L’INDAGINE
Si sposa e torna in Italia: manette
Albanese espulso si gioca la carta del matrimonio, ma gli va male

L’avevano espulso subito dopo l’espiazione della pena. A firmare il provvedimento con divieto di reingresso, nell’ottobre del 2021, era stato il prefetto di Varese.
L’espulsione e il rientro
Perciò, l’avevano imbarcato a Malpensa su un volo diretto a Tirana con l’obbligo di non tornare più per i prossimi dieci anni. Ma Kristjan, albanese classe 1992, di attenersi a quel diktat non ne ha voluto sapere. Così, un paio di mesi dopo l’espulsione, ha pensato bene di fare rientro nell’area Schengen. In altre parole, si è materializzato alla frontiera belga presentando un passaporto albanese nuovo di zecca, ma con generalità diverse. Dal passaporto era sparito il cognome che aveva da celibe, ma era invece indicato il cognome acquisito della moglie, cittadina italiana, luinese della Valganna, sposata poco prima di Natale del 2021. Era convinto che con lo stratagemma di adottare un cognome diverso da quello con cui era stato espulso nessuno avrebbe avuto più da ridire sul suo ritorno e sulla sua permanenza nel Belpaese.
L’arresto e la condanna
Non è andata così. Nel dicembre del 2022 lo hanno arrestato per violazione del Testo Unico sull’immigrazione, dopodiché lo hanno condannato ad otto mesi di reclusione all’esito di un giudizio con rito abbreviato. D’altronde, la legge parla chiaro: lo straniero espulso non può rientrare nel territorio dello Stato senza una speciale autorizzazione da parte del Ministro dell’Interno. Autorizzazione che, nello specifico, non c’era, né c’è mai stata. La sentenza di condanna, emessa dal giudice del Tribunale di Varese Luciano Lucarelli, è stata confermata ieri dalla terza Corte d’Appello di Milano.

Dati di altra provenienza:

PR #1158, opened 2024-03-16
Use a single AA geojson layer

ericboucher:
### Description

Simplify the structure of the AA map layers. @echaidemenos wdyt?

## How to test the feature:

- [ ]
- [ ]

## Checklist - did you ...

Test your changes with


frontend/src/components/MapView/Layers/AnticipatoryActionLayer/index.tsx
```diff
@@ -103,46 +103,62 @@ function AnticipatoryActionLayer({ layer, before }: LayersProps) {
...
+            ...feature,
+            properties: {
+              ...feature.properties,
+              fillColor: color || 'grey',
+            },
+          };
+        })
+        .filter(f => f !== null),
+    };
+  }, [data, renderedDistricts, layer.csvWindowKey]);
```
ericboucher, line 137: I am not sure I understand why we need to use layer.csvWindowKey in here?
Why are we not simply returning the final prioritized list of district with their max level in `renderedDistricts` ?
It feels like that's what's creating the issue here as `layer.csvWindowKey` seems to be out of sync

frontend/src/context/anticipatoryActionStateSlice/index.ts
```diff
@@ -174,6 +174,93 @@ export const loadAAData = createAsyncThunk<
...
+      }
+      if (aOrder < bOrder) {
+        return 1;
+      }
+      return 0;
+    });
+
+    const filtered = sortedData.filter(x => categoryFilters[x.category]);
+
+    // let the first window layer to render empty district
```
ericboucher, line 213: This is most often NA I think but we can come back to this later.
This process also does not take into account the fact that once SET is attained it stays available. Or am I missing something? Is there not a way to reuse what's calculated for `dataForRows` in the HomeTable?

PR #1161, opened 2024-03-18
Create QML style file from legend

### LINKED ISSUE #1100: [Feature Request]: Give users the option to download a style file when downloading a GeoTIFF

When a user downloads a GeoTIFF through PRISM, they get a raw data file without the same style attributes that were used in the PRISM frontend. If they want to create a map using this data layer, they would have to manually configure the styles in their desktop GIS software.

The legend configuration in PRISM has the essential information needed to generate a GIS style file. The format we often use in our team is QML which is specific to QGIS. I believe SLD is a standard across GIS systems, while .stylx is used in ESRI software. To start, we should try to support QML and/or SLD.

The UI could be updated to either show two buttons:
Screenshot 2024-02-02 at 21 53 53

Or a single button with a checkbox (default to unchecked):
Screenshot 2024-02-02 at 21 54 44

Open to suggestions on the UI!

A tooltip that shows on hover over the 'with style' options should say: "Choose this option to apply the same style you see now in your desktop GIS software."

If a user chooses to include the style file, we should send a zip package with the GeoTIFF and the style file(s) in the formats mentioned above.

_No response_

ericboucher:
### Description

This fixes #1100

## How to test the feature:

- [ ]
- [ ]

## Checklist - did you ...

Test your changes with

Screenshot 2024-03-18 at 2 47 34 PM


wadhwamatic:
@ericboucher - here's an example qml file. [RFH_16_0_300.qml.zip](https://github.com/WFP-VAM/prism-app/files/14638163/RFH_16_0_300.qml.zip)

ericboucher:
@wadhwamatic the file generation works now. I am not getting the expected result in QGIS but it looks like the data itself is scaled for some reason?

wadhwamatic:
> @wadhwamatic the qml file generation works now. I am not getting the expected result in QGIS but it looks like an issue with the data itself. The geotiffs seem scaled... Eg. for precip_blended_dekad for March in Moz, the data shows rainfall data above `100mm`, but if we run an analysis, the max value in the file is `2`...

That issue should be fixed now that the cache with bad data was cleared

ericboucher:
@wadhwamatic this PR is gtg from my side if you're happy with the resulting QML.

wadhwamatic:
I got an error when I load the style in QGIS for Mozambique, NDVI anomaly. 

The error is from the the legend entry that starts with "<", which is annoying as it's just a label and for some reason the issue doesn't exist for ">". Thoughts on a fix for this?
Screenshot 2024-03-24 at 14 41 05

I think we can safely remove the version reference in the QML file too (`version="3.8.3-Zanzibar"`) and we should test on a few versions of QGIS as well.

ericboucher:
HOLD -  There is a slight issue with how we defined the legends so far that creates a shift in colors because of the way qml uses the values. Here is an example:

[
        “value”: 0,
        “label”: “< 20%“,
        “color”: “#8C4800"
      },
      {
        “value”: 20,
        “label”: “20-40%“,
        “color”: “#AF6B27"
      },
]
When qml assumes 0 as the start and uses the top value instead so it should be:
[
        “value”: 20,
        “label”: “< 20%“,
        “color”: “#8C4800"
      },
      {
        “value”: 40,
        “label”: “20-40%“,
        “color”: “#AF6B27"
      },
]
…
I propose that we revise how we define legends to match how qml works and align with how other GIS tools implement legends.

ericboucher:
Let's wait on #1157 as it introduces shared legends which will make this a lot easier

frontend/src/components/MapView/LeftPanel/layersPanel/MenuItem/MenuSwitch/SwitchItem/LayerDownloadOptions.tsx
```diff
@@ -138,6 +139,78 @@ function LayerDownloadOptions({
...
+        : item.value.toString();
+
+      // TEMPORARY: shift the value index by 1 to account for the 0 value
+      // and match the QML style format. See https://github.com/WFP-VAM/prism-app/pull/1161
+      const shouldShiftIndex =
+        legend[0].value === 0 &&
+        ((legend[0].label as string)?.includes('<') ||
+          (legend[1].label as string)?.includes('<') ||
+          (legend[1].label as string)?.includes('-') ||
+          (legend[1].label as string)?.includes(' to '));
```
ericboucher, line 172: @wadhwamatic I added this logic. I looked through the layers.json to find the different patterns that could lead us to shift the legends. Not 100% I got everything right but we can adapt it in the future if we notice that a specific layer is off

wadhwamatic:
@ericboucher - this looks good, but I found a separate issue where the scale value isn't getting applied and so the resulting map produced locally doesn't match PRISM. This is strange as I'm sure this worked correctly at an earlier stage.

For example, here's the blended SPI for Mozambique
Screenshot 2024-05-22 at 16 54 42

And here's what you see in QGIS for the downloaded raster and QML (see histogram values too)
Screenshot 2024-05-22 at 17 02 07

ericboucher:
@wadhwamatic it's probably because of the switch to STAC. I can rescale the style

wadhwamatic (approved):
@ericboucher - thanks for the scaling update. Good to go now!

Prima il carcere, poi altra espulsione
Ciò significa che, una volta passata in giudicato ed espiata la pena, l’albanese, nonostante il suo nuovo cognome italiano, dovrà essere di nuovo espulso con accompagnamento immediato. Infatti, per lui vale sempre il provvedimento di espulsione del prefetto di Varese di quasi quattro anni fa. In teoria, ci sarebbe stato il modo di stoppare la “cacciata” dall’Italia. Come? Dimostrando la prova della convivenza effettiva con la moglie, cittadina italiana, nel nostro Paese. Ma così non è stato. I riscontri anagrafici e l’autocertificazione non sono stati considerati sufficienti e il contratto di affitto della coppia di Valganna è risultato intestato solo alla donna. Elemento che ha anche fatto pensare a un possibile matrimonio combinato.

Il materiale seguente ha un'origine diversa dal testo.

Issue #360, opened 2022-01-21
Don't require 'admin_boundaries' as the name of boundary layer


wadhwamatic:
It is confusing to force use of the name 'admin_boundaries' especially as we will have the concept of 'isPrimary' forthcoming with PR https://github.com/WFP-VAM/prism-frontend/pull/338. Not urgent, but I would like to remove this restriction sooner than later

PR #1163, opened 2024-03-19
Select admin level for analysis

### LINKED ISSUE #1052: [Feature Request]: Let users choose admin level when running an analysis

Currently if you choose to run an analysis using admin boundaries, PRISM will use the default boundary layer. But users may not want to aggregate data at that level. For example, the default boundary may be at admin 2 (districts) but a user might want results at admin 1 (province) level. 

We should add an option that allows users to optionally choose an admin level when they select admin boundaries as the baseline layer in the run analysis feature. Ideally, the selection would use a dropdown menu with levels available using a name / label for each option.

An issue is that we don't have a label for admin levels. i.e., there's currently no way to specify that admin 1 refers to 'provinces' and admin 2 refers to 'districts', and these labels can change per country. We could add an admin level label concept to layers.json for type 'boundary'. 

For example:
{
  "admin1_boundaries": {
    "type": "boundary",
    "path": "data/mozambique/moz_bnd_adm1_WFP.json",
    "opacity": 0.8,
    "admin_code": "adm1_source_id",
    **_"label": "province",_**
    "admin_level_codes": [
      "adm1_source_id"
    ],
    "admin_level_names": [
      "adm1_name"
    ],
    "admin_level_local_names": [
      "adm1_name"
    ],
    "styles:": {
      "fill": {
        "fill-opacity": 0
      },
      "line": {
        "line-color": "gray",
        "line-width": 3,
        "line-opacity": 0.8
      }
    }
  },
  "admin_boundaries": {
    "type": "boundary",
    "path": "data/mozambique/moz_bnd_adm2_WFP.json",
    "opacity": 0.8,
    "admin_code": "adm2_source_id",
    **_"label": "district",_**
    "admin_level_codes": [
      "adm1_source_id",
      "adm2_source_id"
    ],
    "admin_level_names": [
      "adm1_name",
      "adm2_name"
    ],
    "admin_level_local_names": [
      "adm1_name",
      "adm2_name"
    ],
    "styles:": {
      "fill": {
        "fill-opacity": 0
      },
      "line": {
        "line-color": "gray",
        "line-width": 1,
        "line-opacity": 0.8
      }
    }
  },

Selection could look like this:
select-admin-level

ericboucher:
### Description

This fixes #1052.

The current changes allow users to run an analysis selecting a different admin level.
@wadhwamatic we need to decide what happens once we run the analysis. Do we change the boundary layers like we do for admin level data? Or do we indicate in the title what level the data is valid for? Let me know what you prefer.

## How to test the feature:

- [ ]
- [ ]

## Checklist - did you ...

Test your changes with

Screenshot 2024-03-19 at 10 18 06 PM

Screenshot 2024-05-21 at 8 28 30 PM

Screenshot 2024-05-21 at 8 35 30 PM


wadhwamatic:
> we need to decide what happens once we run the analysis. Do we change the boundary layers like we do for admin level data? Or do we indicate in the title what level the data is valid for? Let me know what you prefer.

Yes, we should do the same as admin_level layers that are bound to a level besides the default.

ericboucher:
@wadhwamatic bringing from Slack for reference.

Eric: I think I disagree… I actually feel like we should change the behavior for the admin level data. Here are a few reasons:
- It makes it impossible to overlay multiple admin level data and usually the level is pretty obvious from the coloring
- It complicates the admin boundary logic a lot (when it is already quite so 😅  )

ericboucher:
NOTE - for some unknown reason this PR is breaking the report logic in the backend

ericboucher:
@wadhwamatic I think this also fixes #360

wadhwamatic:
This is great, thanks @ericboucher. When we revisit boundaries in https://github.com/WFP-VAM/prism-app/issues/1212, we should also consider giving a name to the levels as part of the config process, i.e. level 0 = country; level 1 = province, etc. and using those names in the drop down list here

wadhwamatic (approved):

Voleva il permesso di soggiorno...
Una curiosità: a Kristjan si è giunti perché lui stesso si è presentato in Questura a Varese per depositare l’istanza per il rilascio del permesso di soggiorno. Naturalmente nella richiesta aveva indicato le generalità con il cognome assunto dopo essere convolato a nozze con la donna luinese. Convocato presso l’ufficio immigrazione della Questura varesina, è stato sottoposto a rilievi dattiloscopici e, così facendo, è saltato fuori che l’albanese che richiedeva il permesso di soggiorno non era altro che l’uomo espulso l’anno prima. Non una mossa delle più furbe: ai suoi polsi sono immediatamente scattate le manette.